§ What is expected:
For the entries that follow, count the lines containing the string "cannot" and write only the number.

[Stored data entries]
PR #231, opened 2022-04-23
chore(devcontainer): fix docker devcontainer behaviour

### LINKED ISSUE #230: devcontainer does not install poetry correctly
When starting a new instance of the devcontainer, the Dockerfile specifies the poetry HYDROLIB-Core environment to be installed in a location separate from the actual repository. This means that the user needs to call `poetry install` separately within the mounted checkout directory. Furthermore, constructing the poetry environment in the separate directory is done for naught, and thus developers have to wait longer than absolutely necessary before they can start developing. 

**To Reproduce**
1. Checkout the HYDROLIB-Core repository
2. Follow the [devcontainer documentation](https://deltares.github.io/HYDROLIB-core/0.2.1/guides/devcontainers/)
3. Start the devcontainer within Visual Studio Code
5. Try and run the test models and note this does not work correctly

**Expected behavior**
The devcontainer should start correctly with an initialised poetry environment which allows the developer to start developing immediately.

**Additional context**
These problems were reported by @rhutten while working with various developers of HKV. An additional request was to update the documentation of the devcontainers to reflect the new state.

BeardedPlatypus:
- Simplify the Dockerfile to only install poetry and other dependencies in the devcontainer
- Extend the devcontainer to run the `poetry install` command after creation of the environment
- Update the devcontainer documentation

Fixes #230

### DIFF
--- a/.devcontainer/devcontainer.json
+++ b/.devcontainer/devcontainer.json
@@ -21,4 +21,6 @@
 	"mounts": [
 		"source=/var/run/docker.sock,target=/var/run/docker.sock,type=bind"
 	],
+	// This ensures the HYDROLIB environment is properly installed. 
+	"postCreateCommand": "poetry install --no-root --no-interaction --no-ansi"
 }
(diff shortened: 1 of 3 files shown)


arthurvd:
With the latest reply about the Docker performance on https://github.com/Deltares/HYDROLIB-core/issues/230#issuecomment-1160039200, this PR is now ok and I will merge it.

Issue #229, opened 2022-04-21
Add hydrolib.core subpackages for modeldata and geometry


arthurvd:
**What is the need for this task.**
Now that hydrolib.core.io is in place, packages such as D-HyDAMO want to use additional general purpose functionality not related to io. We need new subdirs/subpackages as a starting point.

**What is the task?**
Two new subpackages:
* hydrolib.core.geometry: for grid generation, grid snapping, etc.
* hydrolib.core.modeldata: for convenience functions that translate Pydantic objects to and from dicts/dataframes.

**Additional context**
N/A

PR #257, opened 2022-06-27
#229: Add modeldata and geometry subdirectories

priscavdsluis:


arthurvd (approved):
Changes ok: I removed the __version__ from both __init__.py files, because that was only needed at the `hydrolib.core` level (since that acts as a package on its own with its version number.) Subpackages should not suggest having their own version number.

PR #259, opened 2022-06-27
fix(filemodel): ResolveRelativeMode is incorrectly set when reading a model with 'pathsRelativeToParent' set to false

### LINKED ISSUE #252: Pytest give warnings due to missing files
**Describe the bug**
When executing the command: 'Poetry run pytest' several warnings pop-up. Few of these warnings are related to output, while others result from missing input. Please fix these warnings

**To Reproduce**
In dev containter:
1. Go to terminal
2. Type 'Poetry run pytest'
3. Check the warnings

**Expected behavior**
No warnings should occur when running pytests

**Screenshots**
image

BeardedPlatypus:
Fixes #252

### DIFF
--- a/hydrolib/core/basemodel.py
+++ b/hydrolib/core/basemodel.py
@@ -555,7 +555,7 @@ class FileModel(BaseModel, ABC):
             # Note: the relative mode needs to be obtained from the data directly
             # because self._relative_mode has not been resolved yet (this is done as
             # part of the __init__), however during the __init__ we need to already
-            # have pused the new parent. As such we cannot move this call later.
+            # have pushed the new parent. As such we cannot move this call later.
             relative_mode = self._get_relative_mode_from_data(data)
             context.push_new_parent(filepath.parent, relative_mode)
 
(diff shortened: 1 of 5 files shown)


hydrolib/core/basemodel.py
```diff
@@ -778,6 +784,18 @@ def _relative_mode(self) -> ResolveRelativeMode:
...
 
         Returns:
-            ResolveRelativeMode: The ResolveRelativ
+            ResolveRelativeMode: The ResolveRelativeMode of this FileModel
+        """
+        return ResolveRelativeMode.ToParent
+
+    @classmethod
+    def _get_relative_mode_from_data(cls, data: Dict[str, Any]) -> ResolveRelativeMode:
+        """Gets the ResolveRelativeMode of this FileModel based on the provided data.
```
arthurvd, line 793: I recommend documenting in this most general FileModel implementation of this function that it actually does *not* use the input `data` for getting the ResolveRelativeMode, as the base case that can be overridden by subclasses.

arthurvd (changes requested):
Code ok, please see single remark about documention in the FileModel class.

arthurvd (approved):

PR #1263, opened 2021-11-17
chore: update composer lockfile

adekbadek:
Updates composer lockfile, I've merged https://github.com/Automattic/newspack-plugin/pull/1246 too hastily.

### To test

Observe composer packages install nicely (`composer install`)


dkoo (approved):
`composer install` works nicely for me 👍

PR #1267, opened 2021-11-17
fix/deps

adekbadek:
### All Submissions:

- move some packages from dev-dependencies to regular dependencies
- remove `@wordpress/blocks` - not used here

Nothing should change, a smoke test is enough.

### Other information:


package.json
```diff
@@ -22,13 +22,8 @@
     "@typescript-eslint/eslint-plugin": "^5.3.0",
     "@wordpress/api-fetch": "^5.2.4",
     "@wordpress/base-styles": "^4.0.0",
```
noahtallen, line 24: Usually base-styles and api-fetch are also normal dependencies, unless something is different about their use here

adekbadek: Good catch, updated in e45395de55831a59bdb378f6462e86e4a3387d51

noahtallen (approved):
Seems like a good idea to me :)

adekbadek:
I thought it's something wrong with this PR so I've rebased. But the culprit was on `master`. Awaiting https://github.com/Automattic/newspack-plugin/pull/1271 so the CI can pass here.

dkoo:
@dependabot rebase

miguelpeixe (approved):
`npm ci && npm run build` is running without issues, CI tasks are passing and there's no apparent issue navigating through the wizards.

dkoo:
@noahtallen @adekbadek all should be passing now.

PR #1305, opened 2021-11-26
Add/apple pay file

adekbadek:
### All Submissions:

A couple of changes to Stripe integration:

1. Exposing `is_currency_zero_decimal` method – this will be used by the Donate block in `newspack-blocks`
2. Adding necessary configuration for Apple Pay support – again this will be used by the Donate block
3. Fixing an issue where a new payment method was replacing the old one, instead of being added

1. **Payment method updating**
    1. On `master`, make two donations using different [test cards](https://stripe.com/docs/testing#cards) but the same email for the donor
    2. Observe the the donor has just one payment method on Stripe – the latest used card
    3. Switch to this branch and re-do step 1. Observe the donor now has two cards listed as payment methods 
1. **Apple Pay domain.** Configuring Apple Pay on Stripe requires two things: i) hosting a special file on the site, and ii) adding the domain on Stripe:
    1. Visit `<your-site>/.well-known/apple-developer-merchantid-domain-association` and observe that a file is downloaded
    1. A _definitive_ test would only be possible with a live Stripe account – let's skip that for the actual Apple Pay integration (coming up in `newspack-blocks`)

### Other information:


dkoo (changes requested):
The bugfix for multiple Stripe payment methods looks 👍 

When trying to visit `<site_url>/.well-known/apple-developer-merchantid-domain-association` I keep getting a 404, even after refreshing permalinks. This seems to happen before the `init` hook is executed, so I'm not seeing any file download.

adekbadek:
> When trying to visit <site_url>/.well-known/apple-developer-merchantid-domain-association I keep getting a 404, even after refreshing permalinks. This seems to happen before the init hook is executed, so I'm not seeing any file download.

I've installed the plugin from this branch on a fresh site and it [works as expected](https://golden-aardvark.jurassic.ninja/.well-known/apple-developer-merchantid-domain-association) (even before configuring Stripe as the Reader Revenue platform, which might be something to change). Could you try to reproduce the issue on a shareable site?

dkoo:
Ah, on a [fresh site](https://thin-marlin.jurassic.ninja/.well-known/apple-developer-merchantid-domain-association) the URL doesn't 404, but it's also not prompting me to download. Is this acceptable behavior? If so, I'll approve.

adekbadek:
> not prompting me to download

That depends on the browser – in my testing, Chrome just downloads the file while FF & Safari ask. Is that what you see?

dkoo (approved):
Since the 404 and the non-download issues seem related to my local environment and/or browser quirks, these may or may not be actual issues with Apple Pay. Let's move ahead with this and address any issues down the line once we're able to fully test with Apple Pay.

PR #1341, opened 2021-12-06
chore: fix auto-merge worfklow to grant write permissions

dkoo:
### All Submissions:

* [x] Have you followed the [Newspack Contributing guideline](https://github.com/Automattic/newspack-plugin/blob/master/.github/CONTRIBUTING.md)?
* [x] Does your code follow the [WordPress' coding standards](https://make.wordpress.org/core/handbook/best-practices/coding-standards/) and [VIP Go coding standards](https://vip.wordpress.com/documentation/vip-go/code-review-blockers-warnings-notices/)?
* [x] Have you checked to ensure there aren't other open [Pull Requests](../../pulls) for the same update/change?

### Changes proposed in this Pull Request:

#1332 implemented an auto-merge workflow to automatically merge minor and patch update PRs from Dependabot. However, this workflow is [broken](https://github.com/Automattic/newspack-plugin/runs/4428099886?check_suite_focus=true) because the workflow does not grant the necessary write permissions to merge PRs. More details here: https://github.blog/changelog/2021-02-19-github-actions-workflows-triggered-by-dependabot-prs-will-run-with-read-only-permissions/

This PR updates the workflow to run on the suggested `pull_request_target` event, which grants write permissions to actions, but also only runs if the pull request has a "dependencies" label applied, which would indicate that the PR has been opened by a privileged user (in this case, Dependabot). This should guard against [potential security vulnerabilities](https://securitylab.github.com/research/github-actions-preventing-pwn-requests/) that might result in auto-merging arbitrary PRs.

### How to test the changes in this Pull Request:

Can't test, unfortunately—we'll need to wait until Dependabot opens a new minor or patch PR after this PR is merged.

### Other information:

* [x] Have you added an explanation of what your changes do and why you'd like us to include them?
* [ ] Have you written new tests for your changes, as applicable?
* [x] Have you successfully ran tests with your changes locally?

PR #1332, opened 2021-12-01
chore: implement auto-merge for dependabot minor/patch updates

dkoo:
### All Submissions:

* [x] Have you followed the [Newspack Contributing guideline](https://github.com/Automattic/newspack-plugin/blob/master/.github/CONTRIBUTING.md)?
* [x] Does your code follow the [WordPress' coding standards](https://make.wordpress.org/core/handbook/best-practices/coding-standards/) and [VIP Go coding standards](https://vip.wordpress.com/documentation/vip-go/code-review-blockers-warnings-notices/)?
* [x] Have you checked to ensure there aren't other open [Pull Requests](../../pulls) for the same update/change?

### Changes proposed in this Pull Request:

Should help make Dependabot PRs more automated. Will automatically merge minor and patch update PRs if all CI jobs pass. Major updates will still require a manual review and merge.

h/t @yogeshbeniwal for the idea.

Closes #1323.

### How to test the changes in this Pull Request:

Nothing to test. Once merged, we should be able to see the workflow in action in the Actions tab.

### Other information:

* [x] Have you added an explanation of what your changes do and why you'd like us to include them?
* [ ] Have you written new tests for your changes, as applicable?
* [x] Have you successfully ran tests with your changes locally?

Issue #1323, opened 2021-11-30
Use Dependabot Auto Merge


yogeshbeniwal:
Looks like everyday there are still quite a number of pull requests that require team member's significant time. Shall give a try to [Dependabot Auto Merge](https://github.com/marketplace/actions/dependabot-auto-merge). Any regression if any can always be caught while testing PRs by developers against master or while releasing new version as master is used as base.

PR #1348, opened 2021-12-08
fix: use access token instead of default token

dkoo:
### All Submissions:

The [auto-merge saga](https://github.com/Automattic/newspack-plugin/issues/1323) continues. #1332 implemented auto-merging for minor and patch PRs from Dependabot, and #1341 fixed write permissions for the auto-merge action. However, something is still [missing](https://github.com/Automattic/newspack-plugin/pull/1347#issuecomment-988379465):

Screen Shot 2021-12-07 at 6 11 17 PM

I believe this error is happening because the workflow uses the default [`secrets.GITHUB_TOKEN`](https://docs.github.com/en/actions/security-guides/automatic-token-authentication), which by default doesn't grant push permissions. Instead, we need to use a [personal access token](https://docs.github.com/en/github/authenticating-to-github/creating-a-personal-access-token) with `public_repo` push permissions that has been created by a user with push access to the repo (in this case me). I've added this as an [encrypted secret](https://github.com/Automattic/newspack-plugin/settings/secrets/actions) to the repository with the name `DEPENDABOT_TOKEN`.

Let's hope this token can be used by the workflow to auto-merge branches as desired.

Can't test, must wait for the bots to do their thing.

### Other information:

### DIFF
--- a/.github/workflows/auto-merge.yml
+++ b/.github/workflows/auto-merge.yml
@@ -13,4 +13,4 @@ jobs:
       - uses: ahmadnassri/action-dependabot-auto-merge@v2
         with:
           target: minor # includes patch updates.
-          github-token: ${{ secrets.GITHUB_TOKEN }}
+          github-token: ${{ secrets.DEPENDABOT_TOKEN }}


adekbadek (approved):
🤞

* * *

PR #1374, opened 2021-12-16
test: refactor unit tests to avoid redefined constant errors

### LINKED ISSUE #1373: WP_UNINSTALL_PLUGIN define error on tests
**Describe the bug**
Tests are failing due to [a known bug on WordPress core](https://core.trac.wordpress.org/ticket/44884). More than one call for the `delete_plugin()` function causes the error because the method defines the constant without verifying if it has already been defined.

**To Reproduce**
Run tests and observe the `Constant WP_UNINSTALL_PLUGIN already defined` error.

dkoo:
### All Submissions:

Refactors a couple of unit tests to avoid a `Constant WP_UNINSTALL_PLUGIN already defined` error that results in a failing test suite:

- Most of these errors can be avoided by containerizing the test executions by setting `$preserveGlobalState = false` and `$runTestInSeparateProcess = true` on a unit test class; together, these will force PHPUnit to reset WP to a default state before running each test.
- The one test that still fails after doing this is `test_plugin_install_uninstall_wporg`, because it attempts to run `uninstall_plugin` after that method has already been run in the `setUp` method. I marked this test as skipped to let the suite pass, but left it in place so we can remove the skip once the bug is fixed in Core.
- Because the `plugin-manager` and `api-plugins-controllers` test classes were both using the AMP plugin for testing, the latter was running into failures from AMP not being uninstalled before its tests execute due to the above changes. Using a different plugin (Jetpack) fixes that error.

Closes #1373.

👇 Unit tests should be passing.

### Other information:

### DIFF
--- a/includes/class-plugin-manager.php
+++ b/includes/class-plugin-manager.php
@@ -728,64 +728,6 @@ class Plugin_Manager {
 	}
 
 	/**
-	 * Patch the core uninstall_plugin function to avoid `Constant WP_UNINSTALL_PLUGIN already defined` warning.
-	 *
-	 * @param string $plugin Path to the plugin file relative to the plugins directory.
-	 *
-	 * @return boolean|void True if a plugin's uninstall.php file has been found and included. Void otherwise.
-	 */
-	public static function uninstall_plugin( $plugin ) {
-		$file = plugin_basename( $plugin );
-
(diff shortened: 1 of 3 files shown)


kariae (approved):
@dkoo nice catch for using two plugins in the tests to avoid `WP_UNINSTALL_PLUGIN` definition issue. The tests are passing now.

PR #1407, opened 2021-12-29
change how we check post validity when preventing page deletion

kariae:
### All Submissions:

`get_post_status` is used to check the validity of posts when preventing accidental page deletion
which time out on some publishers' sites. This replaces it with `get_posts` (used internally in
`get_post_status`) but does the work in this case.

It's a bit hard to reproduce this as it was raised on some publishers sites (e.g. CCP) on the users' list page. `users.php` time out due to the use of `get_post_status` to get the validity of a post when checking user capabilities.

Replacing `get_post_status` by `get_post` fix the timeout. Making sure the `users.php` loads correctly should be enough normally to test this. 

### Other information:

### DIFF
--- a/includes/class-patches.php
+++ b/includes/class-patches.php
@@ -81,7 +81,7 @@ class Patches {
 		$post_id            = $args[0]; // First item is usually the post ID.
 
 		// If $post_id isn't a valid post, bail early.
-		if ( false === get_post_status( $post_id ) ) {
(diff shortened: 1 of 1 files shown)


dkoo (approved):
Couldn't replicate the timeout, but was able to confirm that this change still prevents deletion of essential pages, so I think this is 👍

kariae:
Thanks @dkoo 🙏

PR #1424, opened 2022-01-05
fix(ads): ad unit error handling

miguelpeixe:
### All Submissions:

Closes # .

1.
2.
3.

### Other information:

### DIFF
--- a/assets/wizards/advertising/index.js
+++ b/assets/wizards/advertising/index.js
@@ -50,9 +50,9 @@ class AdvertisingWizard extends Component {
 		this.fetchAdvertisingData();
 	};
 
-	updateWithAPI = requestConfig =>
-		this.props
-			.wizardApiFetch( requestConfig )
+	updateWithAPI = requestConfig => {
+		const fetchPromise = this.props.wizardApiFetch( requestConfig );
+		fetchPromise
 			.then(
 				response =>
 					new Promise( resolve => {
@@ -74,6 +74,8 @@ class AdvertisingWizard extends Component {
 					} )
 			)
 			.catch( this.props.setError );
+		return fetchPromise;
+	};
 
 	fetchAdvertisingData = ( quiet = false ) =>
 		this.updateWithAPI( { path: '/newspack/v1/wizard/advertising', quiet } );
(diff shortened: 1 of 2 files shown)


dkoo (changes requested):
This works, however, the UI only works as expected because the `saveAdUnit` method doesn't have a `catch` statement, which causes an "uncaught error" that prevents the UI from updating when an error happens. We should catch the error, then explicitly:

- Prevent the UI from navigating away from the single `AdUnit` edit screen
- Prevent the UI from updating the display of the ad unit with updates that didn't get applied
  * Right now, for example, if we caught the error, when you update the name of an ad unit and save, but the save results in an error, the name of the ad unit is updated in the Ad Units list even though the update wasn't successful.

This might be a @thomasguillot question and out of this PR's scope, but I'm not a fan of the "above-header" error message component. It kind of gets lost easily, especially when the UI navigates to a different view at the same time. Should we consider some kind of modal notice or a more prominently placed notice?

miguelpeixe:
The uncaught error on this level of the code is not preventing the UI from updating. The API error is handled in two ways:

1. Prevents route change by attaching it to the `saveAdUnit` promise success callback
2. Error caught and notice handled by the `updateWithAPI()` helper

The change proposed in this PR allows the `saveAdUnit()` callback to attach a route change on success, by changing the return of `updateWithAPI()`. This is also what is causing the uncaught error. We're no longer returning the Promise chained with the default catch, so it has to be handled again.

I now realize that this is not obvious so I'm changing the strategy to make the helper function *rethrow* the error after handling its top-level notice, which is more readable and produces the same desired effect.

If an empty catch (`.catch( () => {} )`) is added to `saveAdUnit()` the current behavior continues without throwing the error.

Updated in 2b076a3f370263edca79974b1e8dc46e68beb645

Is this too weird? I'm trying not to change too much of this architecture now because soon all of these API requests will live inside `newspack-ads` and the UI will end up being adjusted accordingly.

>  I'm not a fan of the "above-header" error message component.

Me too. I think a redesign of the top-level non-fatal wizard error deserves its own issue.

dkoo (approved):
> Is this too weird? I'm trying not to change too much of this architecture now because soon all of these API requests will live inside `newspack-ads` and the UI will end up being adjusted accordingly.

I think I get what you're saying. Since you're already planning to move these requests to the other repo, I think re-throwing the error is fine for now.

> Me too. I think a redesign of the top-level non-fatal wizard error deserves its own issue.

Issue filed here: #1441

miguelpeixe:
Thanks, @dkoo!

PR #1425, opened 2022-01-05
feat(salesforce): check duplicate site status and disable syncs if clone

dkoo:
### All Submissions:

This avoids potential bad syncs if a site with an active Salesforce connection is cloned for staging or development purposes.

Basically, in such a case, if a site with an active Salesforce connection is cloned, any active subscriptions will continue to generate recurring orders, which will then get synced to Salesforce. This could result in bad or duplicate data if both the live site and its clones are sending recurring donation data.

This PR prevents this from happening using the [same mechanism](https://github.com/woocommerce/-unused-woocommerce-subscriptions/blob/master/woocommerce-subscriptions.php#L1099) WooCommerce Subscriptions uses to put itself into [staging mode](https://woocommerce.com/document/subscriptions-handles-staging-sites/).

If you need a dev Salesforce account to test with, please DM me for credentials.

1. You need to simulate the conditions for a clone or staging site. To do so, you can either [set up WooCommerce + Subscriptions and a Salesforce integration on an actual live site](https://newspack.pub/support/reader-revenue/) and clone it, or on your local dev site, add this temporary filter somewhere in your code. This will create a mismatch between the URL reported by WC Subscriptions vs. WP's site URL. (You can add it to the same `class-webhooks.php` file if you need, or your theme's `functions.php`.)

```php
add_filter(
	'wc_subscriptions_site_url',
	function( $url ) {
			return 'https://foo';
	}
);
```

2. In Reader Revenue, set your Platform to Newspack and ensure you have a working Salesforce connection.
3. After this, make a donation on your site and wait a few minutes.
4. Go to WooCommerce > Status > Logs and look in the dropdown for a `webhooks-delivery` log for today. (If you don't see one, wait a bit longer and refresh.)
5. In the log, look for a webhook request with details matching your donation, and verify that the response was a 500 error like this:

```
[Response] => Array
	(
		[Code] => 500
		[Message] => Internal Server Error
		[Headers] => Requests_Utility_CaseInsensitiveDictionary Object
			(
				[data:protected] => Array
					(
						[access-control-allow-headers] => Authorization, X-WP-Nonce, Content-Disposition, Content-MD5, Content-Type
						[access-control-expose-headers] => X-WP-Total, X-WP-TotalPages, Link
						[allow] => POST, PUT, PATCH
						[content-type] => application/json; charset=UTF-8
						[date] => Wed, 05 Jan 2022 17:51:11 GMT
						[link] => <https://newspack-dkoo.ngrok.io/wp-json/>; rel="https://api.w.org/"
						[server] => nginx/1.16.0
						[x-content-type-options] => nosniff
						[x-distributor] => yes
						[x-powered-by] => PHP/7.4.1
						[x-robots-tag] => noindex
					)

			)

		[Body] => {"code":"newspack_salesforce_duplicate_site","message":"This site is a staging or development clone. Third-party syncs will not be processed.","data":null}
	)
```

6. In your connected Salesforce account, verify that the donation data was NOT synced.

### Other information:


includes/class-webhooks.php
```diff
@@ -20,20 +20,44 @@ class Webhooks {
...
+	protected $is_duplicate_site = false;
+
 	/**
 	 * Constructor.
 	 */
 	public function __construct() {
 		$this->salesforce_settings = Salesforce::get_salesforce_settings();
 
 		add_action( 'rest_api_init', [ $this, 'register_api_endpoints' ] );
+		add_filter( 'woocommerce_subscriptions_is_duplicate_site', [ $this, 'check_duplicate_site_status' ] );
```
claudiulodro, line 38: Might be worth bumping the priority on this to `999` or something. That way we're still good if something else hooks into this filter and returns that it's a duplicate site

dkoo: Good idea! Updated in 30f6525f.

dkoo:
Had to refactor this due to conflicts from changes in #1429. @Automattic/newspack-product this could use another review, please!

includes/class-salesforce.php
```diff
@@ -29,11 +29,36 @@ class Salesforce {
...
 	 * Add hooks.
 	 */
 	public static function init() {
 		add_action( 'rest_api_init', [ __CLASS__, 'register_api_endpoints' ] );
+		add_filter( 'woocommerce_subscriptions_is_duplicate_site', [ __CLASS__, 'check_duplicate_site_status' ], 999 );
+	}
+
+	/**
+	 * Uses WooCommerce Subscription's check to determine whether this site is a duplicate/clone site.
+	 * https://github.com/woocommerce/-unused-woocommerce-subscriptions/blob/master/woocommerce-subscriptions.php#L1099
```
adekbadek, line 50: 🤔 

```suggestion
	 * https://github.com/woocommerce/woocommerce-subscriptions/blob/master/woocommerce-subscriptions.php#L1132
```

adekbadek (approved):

---

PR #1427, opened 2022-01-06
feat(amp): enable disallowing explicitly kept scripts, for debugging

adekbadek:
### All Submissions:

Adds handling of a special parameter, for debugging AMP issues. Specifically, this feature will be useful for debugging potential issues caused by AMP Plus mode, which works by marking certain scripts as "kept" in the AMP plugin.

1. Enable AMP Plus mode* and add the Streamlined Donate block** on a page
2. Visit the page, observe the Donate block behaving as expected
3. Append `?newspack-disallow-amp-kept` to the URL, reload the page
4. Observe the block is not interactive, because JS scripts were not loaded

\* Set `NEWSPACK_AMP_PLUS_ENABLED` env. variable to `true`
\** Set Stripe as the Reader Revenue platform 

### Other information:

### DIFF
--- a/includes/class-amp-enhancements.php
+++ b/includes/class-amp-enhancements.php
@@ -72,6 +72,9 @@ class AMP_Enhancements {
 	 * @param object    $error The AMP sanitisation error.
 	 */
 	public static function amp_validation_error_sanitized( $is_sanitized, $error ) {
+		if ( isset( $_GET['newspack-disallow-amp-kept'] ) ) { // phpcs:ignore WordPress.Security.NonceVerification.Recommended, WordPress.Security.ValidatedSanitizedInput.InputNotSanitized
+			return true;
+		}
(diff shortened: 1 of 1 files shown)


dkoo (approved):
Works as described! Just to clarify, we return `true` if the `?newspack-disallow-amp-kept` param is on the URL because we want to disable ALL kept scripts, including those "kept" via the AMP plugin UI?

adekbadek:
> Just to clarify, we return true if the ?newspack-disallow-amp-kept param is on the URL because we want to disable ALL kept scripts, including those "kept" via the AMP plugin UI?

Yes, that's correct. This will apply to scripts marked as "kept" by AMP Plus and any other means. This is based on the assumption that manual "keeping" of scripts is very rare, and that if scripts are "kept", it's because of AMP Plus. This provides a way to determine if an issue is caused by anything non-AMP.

§ Output for this task:
2